This week has been the lead up to my period, so it has had a nasty edge to it, with my hormones like wood to the fire. I probably wouldn’t remember everything if I had not been taking notes, which my physiotherapist has me doing now.

Last weekend I sent Delmont Private Hospital some feedback:

“Hello to who it may concern. I was staying in Delmont (Ashwood ward) on Wed 4th Dec. It was my second day there. My stay had been going very well, and my admitting nurse Alana was one of the best nurses I’ve ever had during a hospital admission. On Wed 4th of Dec I received some distressing news from outside Delmont which put me into a very bad state. I was told some very unhelpful, trauma uninformed and uncompassionate things by some of the nurses which only escalated this state. Things such as telling me to get up off the floor when I had entered a collapsed-immobility state (no understanding of the fight, flight, freeze, fawn and flop responses to trauma), but worst of all was when a male nurse told me to stop screaming as I was “disturbing other patients”. I wasn’t even in a communal area but was in my bedroom at the time.

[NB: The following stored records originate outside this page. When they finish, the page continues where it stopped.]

PR #5839, opened 2026-01-15
feat(website): Cumulative graph of submission on groups page

theosanderson:
## feat(website): Add cumulative submissions chart to group page

Adds a line chart showing cumulative submissions over time on the group page, with each organism as its own series.

https://dates-graph.loculus.org/group/1

image


emmahodcroft:
I found this on slack again and just didn't want it to be forgotten 😆

theosanderson:
@codex review

kubernetes/loculus/values.schema.json
```diff
@@ -1060,6 +1060,13 @@
       "default": "LOC_",
       "description": "Prefix used for accession numbers"
     },
+    "metadataItemForCumulativeGroupGraph": {
```
anna-parker: maybe we could be more specific (in the name) that this is a date field

website/src/components/User/CumulativeSubmissionsChart.tsx
```diff
@@ -0,0 +1,130 @@
...
+
+export type TimeSeriesDataPoint = {
+    date: string;
+    count: number;
+};
+
+export type TimeSeriesData = Record<string, TimeSeriesDataPoint[]>;
+
+// Note: Colors will repeat if there are more than 8 organisms
+const ORGANISM_COLORS = ['#54858c', '#e6a756', '#7b68a6', '#5aa469', '#d4776b', '#4a90a4', '#9b8b6e', '#c97b84'];
```
anna-parker, line 26: hmm... do we want to use the same colors we already use for the mutation badges for consistency?

website/src/components/User/GroupPage.tsx
```diff
@@ -294,14 +322,53 @@ async function fetchSequenceCounts(groupId: number, clientConfig: ClientConfig,
...
+            } catch (error) {
+                void logger.error(`Failed to fetch sequence count for ${key}: ${JSON.stringify(error)}`);
                 counts[key] = 0;
             }
         }),
     );
     return counts;
 }
 
+async function fetchTimeSeriesData(
```
anna-parker, line 334: In theory LAPIS has a `/component/queriesOverTime` endpoint that I think could be used for this, but this seems quite logical :-)

website/src/components/User/GroupPage.tsx
```diff
@@ -294,14 +322,53 @@ async function fetchSequenceCounts(groupId: number, clientConfig: ClientConfig,
...
+            const url = clientConfig.lapisUrls[key];
+            if (!url) {
+                data[key] = [];
+                return;
+            }
+            try {
+                const response = await axios.post(`${url}/sample/aggregated`, {
+                    [GROUP_ID_FIELD]: groupId,
+                    [VERSION_STATUS_FIELD]: versionStatuses.latestVersion,
+                    [IS_REVOCATION_FIELD]: 'false',
```
tombch, line 352: Should revoked versions be excluded from the graph, as they were still a submission at one point?

anna-parker: I do think its good to remove them as they could inflate the numbers

anna-parker (approved):
Looks good! As this code is very contained Im happy to merge - I have more layout related suggestions (like using the same colors as the badges) and maybe also we could place this graph next to the cumulative counts instead of below - but can be done in a follow up PR :-)

website/src/components/User/GroupPage.tsx
theosanderson: Yeah it's debatable but I think it's more conservative to exclude them as people may then resubmit fixed versions as new entries

kubernetes/loculus/values.schema.json
theosanderson: @theosanderson-agent rename to dateFieldForGroupGraph

website/src/components/User/CumulativeSubmissionsChart.tsx
theosanderson: I think they are optimised for slightly different purposes - the badges are designed to have black text readable on them, these should have decent contrast on a grey bg. Some of the badge colors I can imagine being an issue for that so will leave this for now (though I'm not saying these colours are perfect). Happy to revisit.

kubernetes/loculus/values.schema.json
theosanderson-agent: Done in 5dffaf931 — renamed to `dateFieldForGroupGraph` across the schema, values, templates, and website code.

This comment which showed absolutely no compassion for me escalated my distress, and in my highly reactive state I ran out of my room and tried to abscond from the hospital as it no longer felt like a safe environment. As a result, my doctor put me on assessment order. This decision was not in my interests, as I have experienced much trauma at the hands of public hospitals which is why I pay for private health insurance. The assessment order only gets revoked and I am given a shorter stay than what I would receive in a private hospital. I also lost my room at Delmont which was actually tolerable for me sound-wise (I have extreme sensitivity to sound) and didn’t even get a proper room in the public hospital. I was left behind a blue curtain during my entire stay there having to listen to everyone else’s conversations on the ward.

Some of the female nurses who responded to my distress at Delmont were lovely. I wish I could remember everyone’s names. Maybe there was a Julie? I’m not sure. In a couple of hours I was able to share with her more than what I’d probably share during an entire admission. In contrast to the male nurse, she had compassion, competence and understanding of trauma. She was able to de-esculate my distress to the point where I believe I did not need to be sent to a public hospital and could have been managed at Delmont. Sadly I was still sent away to a public hospital. This nurse kindly walked out with me to the ambulance and I was touched by her kindness towards me.  

I would like this feedback taken on board by Delmont. It would be good if the nurses mentioned could be identified if possible and feedback passed onto them. I feel some nurses, such as the male nurse who just told me I was “disturbing other patients”, need to receive better training on trauma and how to respond to a distressed patient.”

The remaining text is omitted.